#### TASK BRIEF
Pick out each line in these entries that contains the string "want".

#### SOURCE RECORDS
Issue #4706, opened 2026-08-04
Erdős Problem 146


ctjlewis:
*This issue was written by Claude Opus 5.*

### What is the Erdős problem?

https://www.erdosproblems.com/146

If $H$ is bipartite and is $r$-degenerate, that is, every induced subgraph of $H$ has minimum degree $\leq r$, then
$$\mathrm{ex}(n;H) \ll n^{2-1/r}.$$

Conjectured by Erdős and Simonovits [ErSi84]. Alon, Krivelevich, and Sudakov [AKS03] have proved $\mathrm{ex}(n;H) \ll n^{2-1/4r}$, and prove the full conjectured bound if $H$ is bipartite and the maximum degree in one side of the bipartition is $r$.

Status: solved (negatively). erdosproblems.com still records the problem as open as of its edit of 18 January 2026. It was refuted by OpenAI, *Ten advances in mathematics and theoretical computer science*, Ch. 10 (2026), which exhibits a bipartite $2$-degenerate $H$ with $\mathrm{ex}(n;H)$ eventually exceeding any multiple of $n^{3/2}$; since the conjecture is universally quantified over $r$, that case refutes it. A Lean 4 proof is available at https://github.com/openai/ten-proofs.

A strengthening to every $r \geq 2$, with degeneracy exactly $r$ and exponent $2-1/r+1/(28r^2)$, is available at https://github.com/EvolvingPrograms/erdos-simonovits-degeneracy. It generalises the OpenAI construction and builds on its Lean development. It is machine-checked, and the Lean formalisation was checked by Sai Gajjala (New York University). It has not been peer reviewed. Whether it should be recorded here, and under which category, is a question for review of the pull request.

The repository currently contains no formalised statement of this problem.

### [AMS categories](https://github.com/google-deepmind/formal-conjectures/labels?q=ams-)

* ams-05

### Choose either option
- [x] I plan on adding this Erdős problem to the repository
- [ ] This issue is up for grabs: I would like to see this Erdős problem added by somebody else

### References

- [ErSi84] Erdős, P. and Simonovits, M., *Cube-supersaturated graphs and related problems*. Progress in graph theory (Waterloo, Ont., 1982) (1984), 203-218.
- [AKS03] Alon, N., Krivelevich, M. and Sudakov, B., *Turán numbers of bipartite graphs and related Ramsey-type questions*. Combin. Probab. Comput. **12** (2003), 477-494.

mo271:
[...]

PR #4707, opened 2026-08-04
feat(ErdosProblems/146): counterexamples at every degeneracy r ≥ 2

ctjlewis:
Linked issue: #4706. Builds on #4715, now merged.

**What this PR adds**

Three additions to `FormalConjectures/ErdosProblems/146.lean`. Nothing already in the file is restated — `erdos_146` and `erdos_146.variants.two_degenerate_counterexample` are #4715's, untouched, and the new statements use its file-local `IsDegenerate`.

- `erdos_146.variants.counterexample` — for every $r \geq 2$ there is a connected bipartite graph $H_r$ of degeneracy **exactly** $r$, and a $c > 0$, with $\mathrm{ex}(n;H_r) \geq c\,n^{2-\frac1r+\frac1{28r^2}}$ for all large $n$.
- `erdos_146.variants.counterexample_three` — at $r = 3$ the exponent sharpens to $\frac53 + \frac1{160}$.
- `not_bigO_of_lower_bound` — proved here (no `sorry`): one bipartite $r$-degenerate graph with a lower bound $c\,n^{2-1/r+\varepsilon}$ contradicts the $O(n^{2-1/r})$ bound, since $n^\varepsilon$ outgrows any constant. This is what makes the two variants above refutations rather than isolated bounds.

**Relation to #4715**

#4715 ports the $r = 2$ refutation of [OpenAI26, Ch. 10], which settles the conjecture, since it is universally quantified over $r$. The construction there fixes a Gibbs weight numerically to reach $r = 2$; leaving that weight free gives a counterexample at every $r$, which is what is added here. At $r = 2$, `counterexample` recovers `two_degenerate_counterexample` with the explicit gain $\varepsilon = \frac1{112}$, and additionally pins the degeneracy to exactly $2$. The Lean development behind these statements imports OpenAI's, vendored verbatim under Apache-2.0.

**Status**

The new result is not peer reviewed. It was announced publicly in August 2026; the Lean formalisation was checked by Sai Gajjala (New York University). erdosproblems.com does not yet record the problem as solved (last edited 18 January 2026). The two new variants are tagged `research solved` on the strength of the linked machine-checked proofs; if you would prefer them omitted, or recorded differently, say so and I will adjust.

**Verification**

`lake --wfail build FormalConjectures.ErdosProblems.«146»` passes with no warnings. `#print axioms Erdos146.not_bigO_of_lower_bound` gives `propext, Classical.choice, Quot.sound`. The file's four `sorry`s are #4715's two statements plus the two new variants, each carrying a `formal_proof` link.

Both links are pinned to `6b03c46` of `EvolvingPrograms/erdos-simonovits-degeneracy` (green CI), at `proofs/Theorem12.lean` (`rDegenerateExtremalCounterexample_exact`) and `proofs/Theorem12r3.lean` (`threeDegenerateExtremalCounterexample_sharp`). @williamjblair — this re-pins from `87510f34`, which you checked; the repo was restructured since, and this SHA matches its current layout.

*Disclosure: the formalisation in this PR and the linked development were produced with AI assistance (Claude Fable 5 and Claude Opus 5), per the Mathlib AI usage conventions.*


ctjlewis:
+WIP

ctjlewis:
-WIP

mo271:
Can you compare how your pr compares to #4715, which ports from the formalisations from the OpenAI repo?

ctjlewis:
@mo271 OpenAI's proof is for $r=2$. This proof is for all $r\ge2$, it expands on OpenAI's result. Whether we include the 146 problem statement In Lean from this PR or the other one should not make a difference.

ctjlewis:
@mo271 We refactored on top of the 146 statement from #4715. That would have to merge first.

ctjlewis:
@mo271 This PR will suggest putting the degeneracy stuff at `Combinatorics/SimpleGraph.IsDegenerate`, so that it's not just defined in-place in 146, that way future problems can import it from a common directory. But if we want to leave it in-place let me know, not really relevant until after the other one merges either way.

williamjblair:
Checked both new links. `EvolvingPrograms/erdos-simonovits-degeneracy` has green CI on the pinned SHA, and across its 43 files there is no `axiom` and no `sorry` in the import chain: the real ones sit in `challenges/`, which state the problems, and `lib/` imports only other `lib/` modules and Mathlib. `rDegenerateExtremalCounterexample_exact` and `threeDegenerateExtremalCounterexample_sharp` are unconditional and match `counterexample` and `counterexample_three` here.

`lib/LedgerTuned.lean` takes §10.4(c) as an explicit hypothesis rather than proving it, which the file says. The top-level theorems carry no such hypothesis, so it is discharged or unused. That is the place to start if anyone audits deeper.

`Build project` has never run here, so nothing has type-checked in CI yet, and it still sits on top of unmerged #4715.

PR #4715, opened 2026-08-04
ErdosProblems: add 146, 180, 183 with openai/ten-proofs formal_proof links

### LINKED ISSUE #382: Erdős Problem 146
### What is the conjecture
    
https://www.erdosproblems.com/146

  If $H$ is bipartite and is $r$-degenerate, that is, every induced subgraph of $H$ has minimum degree $\leq r$, then
$$\mathrm{ex}(n;H) \ll n^{2-1/r}.$$

Status: open

### Choose either option

### LINKED ISSUE #407: Erdős Problem 180
### What is the conjecture
    
https://www.erdosproblems.com/180

  If $\mathcal{F}$ is a finite set of finite graphs then $\mathrm{ex}(n;\mathcal{F})$ is the maximum number of edges a graph on $n$ vertices can have without containing any subgraphs from $\mathcal{F}$. Note that it is trivial that $\mathrm{ex}(n;\mathcal{F})\leq \mathrm{ex}(n;G)$ for every $G\in\mathcal{F}$. Is it true that, for every $\mathcal{F}$, there exists $G\in\mathcal{F}$ such that
$$\mathrm{ex}(n;G)\ll_{\mathcal{F}}\mathrm{ex}(n;\mathcal{F})?$$

Status: open

### Choose either option

### LINKED ISSUE #409: Erdős Problem 183
### What is the conjecture
    
https://www.erdosproblems.com/183

  Let $R(3;k)$ be the minimal $n$ such that if the edges of $K_n$ are coloured with $k$ colours then there must exist a monochromatic triangle. Determine
$$\lim_{k\to \infty}R(3;k)^{1/k}.$$

Status: open

### Choose either option

williamjblair:
fixes #382, fixes #407 fixes #409 

Adds statements and `formal_proof` links for three Erdős problems resolved in [openai/ten-proofs](https://github.com/openai/ten-proofs), pinned to `94bc0fe`. Not my work.

| Problem | What the proof gives |
|--:|---|
| 146 | a connected bipartite 2-degenerate `H` with `ex(n;H) ≥ c·n^(3/2+ε)`, so the conjectured `ex(n;H) ≪ n^(2-1/r)` fails at `r = 2` |
| 180 | a family with no single member controlling its extremal number, so the Erdős–Simonovits compactness conjecture is false |
| 183 | `R(3;k)^(1/k) → ∞`, plus an explicit superexponential lower bound |

FC had no file for any of the three, so the statements are new rather than links onto existing ones.

## Why these three

`problems.yaml` upstream already records `formal_status: Lean` for 146, 180 and 183, each pointing at this exact commit, with `formalized: no`. So these are gaps erdosproblems has flagged and already accepted the formalization for.

The repo is Apache-2.0, its `formalization.yaml` reports `sorry_count: 0` with axioms exactly `[propext, Classical.choice, Quot.sound]`, and it ships with a paper.

ten-proofs contains twelve results in total; the other nine are not Erdős problems and would need FC statements in areas the repo does not currently cover (sphere packing, metric codes, sofic groups, Connes rigidity, Ehrhart, quantum parallel repetition, closest-vector hardness, permanent lower bounds). Those want domain review rather than transcription, so they are left out here.

## Statements

Each FC statement mirrors the linked theorem's own definitions, so the correspondence is an
unfolding rather than an argument.

- **183** — `TriangleFree` and `ForcesMonochromaticTriangle` are stated over Mathlib's
  `TopEdgeLabeling`, as the proof does, and `multicolourTriangleRamsey` is the same `sInf`. The
  headline is the divergence; `erdos_183.variants.explicit_lower_bound` carries the explicit bound.
- **146** — `IsDegenerate` and `neighborsWithin` match the proof's, and the headline uses the same
  `IsBigO` phrasing over `SimpleGraph (Fin q)`. Headline is `answer(False)`; the 2-degenerate
  counterexample is the linked variant.
- **180** — `FiniteGraph`, `FamilyFree`, `familyExtremal`, `IsCyclicFamily` and `IsCompactFamily`
  all mirror the proof's, and the headline is its `CompactnessConjectureStatement`. Headline is
  `answer(False)`; the counterexample is the linked variant.

An earlier version of this PR wrote the statements independently and got 180 wrong: the family was
`Finset (SimpleGraph (Fin q))`, which forces every member onto a common vertex count, where the
problem is about a finite set of finite graphs of any orders. It also dropped the `IsCyclicFamily`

#### ANSWER TO THIS TASK
@mo271 This PR will suggest putting the degeneracy stuff at `Combinatorics/SimpleGraph.IsDegenerate`, so that it's not just defined in-place in 146, that way future problems can import it from a common directory. But if we want to leave it in-place let me know, not really relevant until after the other one merges either way.
ten-proofs contains twelve results in total; the other nine are not Erdős problems and would need FC statements in areas the repo does not currently cover (sphere packing, metric codes, sofic groups, Connes rigidity, Ehrhart, quantum parallel repetition, closest-vector hardness, permanent lower bounds). Those want domain review rather than transcription, so they are left out here.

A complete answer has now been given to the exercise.